#### WHAT TO PRODUCE:
Lines containing the word "first" in the data below: say how many, with no other text.

[Stored data]
------------------------------

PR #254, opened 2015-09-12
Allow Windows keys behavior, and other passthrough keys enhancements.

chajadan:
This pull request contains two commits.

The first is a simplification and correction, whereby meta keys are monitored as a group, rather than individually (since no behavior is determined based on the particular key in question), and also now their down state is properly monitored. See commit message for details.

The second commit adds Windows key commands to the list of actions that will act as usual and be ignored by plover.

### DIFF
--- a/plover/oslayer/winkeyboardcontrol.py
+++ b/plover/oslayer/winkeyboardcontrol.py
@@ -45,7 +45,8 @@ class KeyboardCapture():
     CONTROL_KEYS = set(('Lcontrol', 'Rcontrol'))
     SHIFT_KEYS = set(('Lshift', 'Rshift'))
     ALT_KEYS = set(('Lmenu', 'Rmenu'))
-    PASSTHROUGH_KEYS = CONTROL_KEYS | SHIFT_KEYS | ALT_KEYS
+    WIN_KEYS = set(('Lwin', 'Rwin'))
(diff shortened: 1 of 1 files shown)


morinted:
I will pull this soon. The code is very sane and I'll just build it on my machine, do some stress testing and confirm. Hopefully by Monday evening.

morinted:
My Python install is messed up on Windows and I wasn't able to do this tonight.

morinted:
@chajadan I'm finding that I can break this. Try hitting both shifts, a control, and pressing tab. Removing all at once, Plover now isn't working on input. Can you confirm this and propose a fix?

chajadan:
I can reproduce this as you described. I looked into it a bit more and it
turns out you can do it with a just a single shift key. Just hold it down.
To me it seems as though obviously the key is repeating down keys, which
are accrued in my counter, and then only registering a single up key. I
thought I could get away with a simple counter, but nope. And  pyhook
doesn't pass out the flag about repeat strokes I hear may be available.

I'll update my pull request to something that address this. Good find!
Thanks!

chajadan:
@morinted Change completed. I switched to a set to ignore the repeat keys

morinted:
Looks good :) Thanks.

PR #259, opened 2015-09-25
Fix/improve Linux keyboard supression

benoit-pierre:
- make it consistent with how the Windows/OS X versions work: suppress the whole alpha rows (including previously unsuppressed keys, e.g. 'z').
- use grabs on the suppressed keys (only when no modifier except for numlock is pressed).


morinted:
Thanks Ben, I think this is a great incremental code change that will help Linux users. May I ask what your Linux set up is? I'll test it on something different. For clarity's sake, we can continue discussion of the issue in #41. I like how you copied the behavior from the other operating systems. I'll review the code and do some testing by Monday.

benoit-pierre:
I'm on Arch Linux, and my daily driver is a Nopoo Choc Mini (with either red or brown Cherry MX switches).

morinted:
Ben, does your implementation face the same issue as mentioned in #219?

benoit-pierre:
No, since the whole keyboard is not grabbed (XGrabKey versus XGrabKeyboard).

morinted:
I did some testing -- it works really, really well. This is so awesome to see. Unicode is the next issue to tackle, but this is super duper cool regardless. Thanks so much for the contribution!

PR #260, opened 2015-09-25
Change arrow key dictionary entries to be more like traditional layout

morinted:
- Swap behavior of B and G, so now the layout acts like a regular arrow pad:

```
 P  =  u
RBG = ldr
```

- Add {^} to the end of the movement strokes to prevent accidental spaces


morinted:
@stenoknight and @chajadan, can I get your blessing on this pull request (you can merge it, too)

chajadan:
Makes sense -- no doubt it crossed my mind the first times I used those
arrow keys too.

------------------------------

#### TASK RESULT:
2